TASK BRIEF
Line by line, return the material below exactly as it reads.

SOURCE MATERIAL
PR #29, opened 2023-08-07
 tools: adding dnf support

sidecontrol:


aplopez (dismissed):
LGTM. Thanks.

pbrezina:
Hi, why do you need dnf? All packages should be installed by sssd-ci-containers project. In an unlikely case that you need dnf for something very specific, you must make sure to revert changes done by dnf during teardown.

ikerexxe:
> For the authselect tests, there is a test to ensure that the minimal profile doesn't require sssd-ad, sssd-ldap and other packages. How do you propose that we write that test? It is more of a functional system/build/maintainer test.

What's exactly the package that you need to install to test it?

pbrezina:
Me and Dan talked, one use case (removing the sssd packages) can be implemented in other way. Second use case is about removing authselect and verifying that authselect configuration was converted to non-authselect configuration which really requires the authselect package to be removed.

For this Dan needs dnf support, but the changes must be automatically reverted. Using dnf history undo will help here. Perhaps we can get current history ID when we first use dnf and then revert to this id on teardown.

EXERCISE ANSWER
PR #29, opened 2023-08-07
 tools: adding dnf support

sidecontrol:


aplopez (dismissed):
LGTM. Thanks.

pbrezina:
Hi, why do you need dnf? All packages should be installed by sssd-ci-containers project. In an unlikely case that you need dnf for something very specific, you must make sure to revert changes done by dnf during teardown.

ikerexxe:
> For the authselect tests, there is a test to ensure that the minimal profile doesn't require sssd-ad, sssd-ldap and other packages. How do you propose that we write that test? It is more of a functional system/build/maintainer test.

What's exactly the package that you need to install to test it?

pbrezina:
Me and Dan talked, one use case (removing the sssd packages) can be implemented in other way. Second use case is about removing authselect and verifying that authselect configuration was converted to non-authselect configuration which really requires the authselect package to be removed.

For this Dan needs dnf support, but the changes must be automatically reverted. Using dnf history undo will help here. Perhaps we can get current history ID when we first use dnf and then revert to this id on teardown.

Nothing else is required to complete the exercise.